According to a recent national survey, two-thirds of high school seniors identify themselves as current drinkers and as many as 35% of high school seniors drink heavily. Alcohol-related injuries are the single leading cause of death among youth and young adults, and 18 million Americans end up as alcoholics or problem drinkers, Kayson says.

"Our argument [against alcohol ads] is that one episode of drinking can lead to death [through] drinking and driving, pedestrian deaths, being a victim of crime," she says. "We don't mean to minimize smoking, but it's a problem that evolves over a lifetime."


Yet, in American culture smoking is considered a greater evil and tobacco company executives more villainous, health experts say.

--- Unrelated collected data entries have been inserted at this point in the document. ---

PR #125, opened 2016-04-28
Add module to read local system unique identifier

jlongever:
@RackHD/corecommitters @uppalk1 @tannoa2 @keedya @zyoung51 @geoff-reid 

This PR is required for upcoming Redfish ServiceRoot fix and SSDP/UPnP PR.

### DIFF
--- a/lib/common/system-uuid.js
+++ b/lib/common/system-uuid.js
@@ -9,10 +9,11 @@ SystemUuidFactory.$inject = [
     'uuid',
     'fs',
     'Logger',
-    'Promise'
+    'Promise',
+    'Assert'
 ];
 
-function SystemUuidFactory(uuid, nodeFs, Logger, Promise) {
+function SystemUuidFactory(uuid, nodeFs, Logger, Promise, assert) {
     var logger = Logger.initialize(SystemUuidFactory);
     var fs = Promise.promisifyAll(nodeFs);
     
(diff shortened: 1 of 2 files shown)


lib/common/system-uuid.js
```diff
@@ -0,0 +1,39 @@
...
+        // Attempt to get the system's UUID from sysfs otherwise generate one
+        return fs.readFileAsync('/sys/class/dmi/id/product_uuid')
+        .then(function(content) {
+            if(content) {
+                return content.toString().toLowerCase().replace(/(\r\n|\n|\r)/gm,'');
+            }
+            logger.warning('Error getting system UUID, generating...');
+            return uuid('v4');             
+        })
+        .then(function(uuid) {
```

"There is a major difference in the climate around these two drugs," says Joel Grube, a researcher with the Prevention Research Center in Berkeley who has studied the effects of alcohol ads on youth.

"People get more upset about kids smoking than kids drinking. Drinking is seen as a rite of passage, and I think people don't see the link between drinking and trauma and injury," he says.

Adds Kayson: "There is the argument that there is no good use of cigarettes health-wise. With alcohol, it's different because there are people who can drink without experiencing negative consequences."

The high-profile anti-smoking crusade--which included public release of cigarette company documents showing executives knew in the 1970s that tobacco was addictive--has tainted the image of cigarette manufacturers.

"Most of the public doesn't trust the tobacco industry," says Joe Marx, a spokesman for the American Heart Assn. "They [tobacco companies] are probably considered more unctuous than the alcoholic beverage industry."

The Joe Camel marketing campaign, as well as merchandise offers attractive to youth such as T-shirts and electronic equipment, has provoked the most criticism.